We are taught to expect the worst, to prepare for failure, to mistrust the good. These thoughts build mental equivalents of struggle. But spiritual growth involves replacing those with new patterns of faith, confidence, and worthiness.
Practices like meditation, affirmative prayer, and mental rehearsal help dissolve the old stories. They realign us with the truth of our being. In New Thought, sin is not moral failure, but mistaken identity. The error is in forgetting who and what we truly are.
Living the Christ Consciousness Daily
You don’t need a pulpit or a ritual to awaken the Christ within. You only need willingness. Start each day with gratitude. Choose thoughts that uplift and empower. Speak words of love and possibility. See others as divine beings in progress.
You are not separate from God, and never have been. The spiritual path is not about becoming worthy. It’s about remembering you already are.
Jesus said, "I have come that they might have life, and have it more abundantly" (John 10:10). Abundance is not just money. It is peace, joy, connection, health, and purpose. And it is yours to claim when you live from the awareness of your divine identity.
Conclusion: A Call to Remember
New Thought is not a rejection of Christ, but a deeper embrace of his message. It sees Jesus as a spiritual elder brother, showing us what is possible when we align with divine law.
You don’t need to beg for miracles. You need to remember your power. Everything you’ve ever desired exists in your mind right now, just waiting to be manifested. Believe that you have received it. Live as if it is already done. That is faith. That is power. That is the Christ within.
Afterword
In John 14:6, Jesus says, "I am the way and the truth and the life. No one comes to the Father except through me." In traditional Christianity, this is often taken to mean Jesus alone is the exclusive path to God. But New Thought invites us to hear these words through a metaphysical lens.
Jesus, as the embodiment of Christ Consciousness, emphasizes a universal truth rather than his individual personality. The path to this truth involves spiritual alignment and the recognition of our divine nature. Living this truth means experiencing an abundant life in harmony with the Infinite. To "come to the Father" signifies awakening to our oneness with Source. This journey is not limited to just one individual; rather, it is revealed through the one who fully realized this truth and demonstrated how we can achieve the same awakening.

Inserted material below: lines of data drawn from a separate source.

Issue #5014, opened 2022-03-22
Improved Empty States for Backend Data UI


shogunpurple:
As a user who has not added any data to my budibase data UI, I want to have more suggestive CTAs to add columns and rows so that I know what to do next.

Spec: https://docs.google.com/document/d/1lDiTyUA4PMcQ2c6lq7WpF5dHp6e-BAdyKnXTf8T1sqc/edit#

**COS**
- Disable the option to create new row, create view, filter and export as none of these options are useful until they have data
- Add new empty state content with a CTA to create columns 
- Add a new empty state with a CTA to add rows, if the table has columns but no data

**Designs**

- Show empty state when there are no columns created and highlight the columns button
- Show second empty state when there are columns but no rows created and highlight the create row button

Other changes:
- Reposition some of table options
- Change icon for auto columns to visible / visibility off
- Add header to table for the column labels
- Update sources panel to match the panels from the design section
 - Title, CTA, Full width selection like component tree

XD - https://xd.adobe.com/view/31a48354-bf44-438a-a8cd-fe121c18608f-64f7/

PR #5315, opened 2022-04-08
Data UI empty states

aptkingston:
## Description
This PR adds new empty states to tables in the data UI, updates the position and style of table buttons and adjusts some aspects of the data UI size and padding. Spec written up in #5014.

## Table changes
image

- Buttons have been split so that the most common actions are on the left, and the less common actions are on the right
- Table title size increase
- Table title and button padding increased
- Border added around table headers
- Action button alignment fixed

## Empty states and button states
- When no columns exist a new placeholder message is shown, "Create column" is highlighted and "Create row" is disabled
image
- When no rows exist, but columns do, a new placeholder message is shown and both "Create column" and "Create row" are highlighted
image
- "Create view", "Export" and "Filter" are disabled when no rows exist

### DIFF
--- a/packages/bbui/src/ActionButton/ActionButton.svelte
+++ b/packages/bbui/src/ActionButton/ActionButton.svelte
@@ -80,8 +80,4 @@
   .active svg {
     color: var(--spectrum-global-color-blue-600);
   }
-
-  .spectrum-ActionButton-label {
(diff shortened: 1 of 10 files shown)


shogunpurple (approved):
LGTM - nice bit of guidance for users with nothing setup yet.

New Thought does not reject Christ, but rather embraces his message more deeply. It views Jesus as a spiritual elder brother, demonstrating what is achievable when we align with divine law.
You don’t need to beg for miracles. You need to remember your power. Everything you’ve ever desired exists in your mind right now, just waiting to be manifested. Believe that you have received it. Live as if it is already done. That is faith. That is power. That is the Christ within.
Further Reading
The Science of Mind by Ernest Holmes
The Power of Awareness by Neville Goddard
Discover the Power Within You by Eric Butterworth
The Game of Life and How to Play It by Florence Scovel Shinn
The Law of Divine Compensation by Marianne Williamson
I don’t respect this kind of stuff. Honestly. It’s shameful. ‘Believe and you can heal yourself’, etc. I thought vegans were averse to tripe.

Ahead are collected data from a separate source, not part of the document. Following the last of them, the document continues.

PR #5316, opened 2022-04-08
QUERY_THREAD_TIMEOUT is string instead of int

upgreydd:
## Description
`QUERY_THREAD_TIMEOUT` is passed to application as a string and can't be used for options which requires integer as a parameter. docker-compose pass all environment variables as strings so declaration like:
```
...
    environment:
      QUERY_THREAD_TIMEOUT: 120000
      ...
```
becomes to:
```
...
    environment:
      QUERY_THREAD_TIMEOUT: "120000"
      ...
```

It's used in 2 places:
- packages/server/src/api/controllers/query/index.js
- packages/server/src/automations/steps/bash.js
In both cases default value is integer.

### DIFF
--- a/packages/server/src/environment.js
+++ b/packages/server/src/environment.js
@@ -68,6 +68,7 @@ module.exports = {
   SENDGRID_API_KEY: process.env.SENDGRID_API_KEY,
   DYNAMO_ENDPOINT: process.env.DYNAMO_ENDPOINT,
   POSTHOG_TOKEN: process.env.POSTHOG_TOKEN,
+  QUERY_THREAD_TIMEOUT: parseIntSafe(process.env.QUERY_THREAD_TIMEOUT),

Dear Michael, Please explain to me why Jesus, God in the flesh, who possessed all the Love, Power and Knowledge in the entire universe, did not realize He should issue a revised set of Ten Commandments. An updated list could have included Thou Shalt Not Allow Farmed Animals to Suffer for Your Dinner. And Thou Shalt Not Commit Genocide and Thou Shalt Not Enslave Humans. The list goes on and on. (He said Love Your Neighbor and that was good but it obviously it was not strong enough language or specific enough. And besides, He knew what was coming and could have stopped it all.) A better 10 would have saved millions and millions of lives and He would already have known that. If it had been up to either you or I to do so, I'm sure we would have. Does that mean we are nicer than God/Jesus?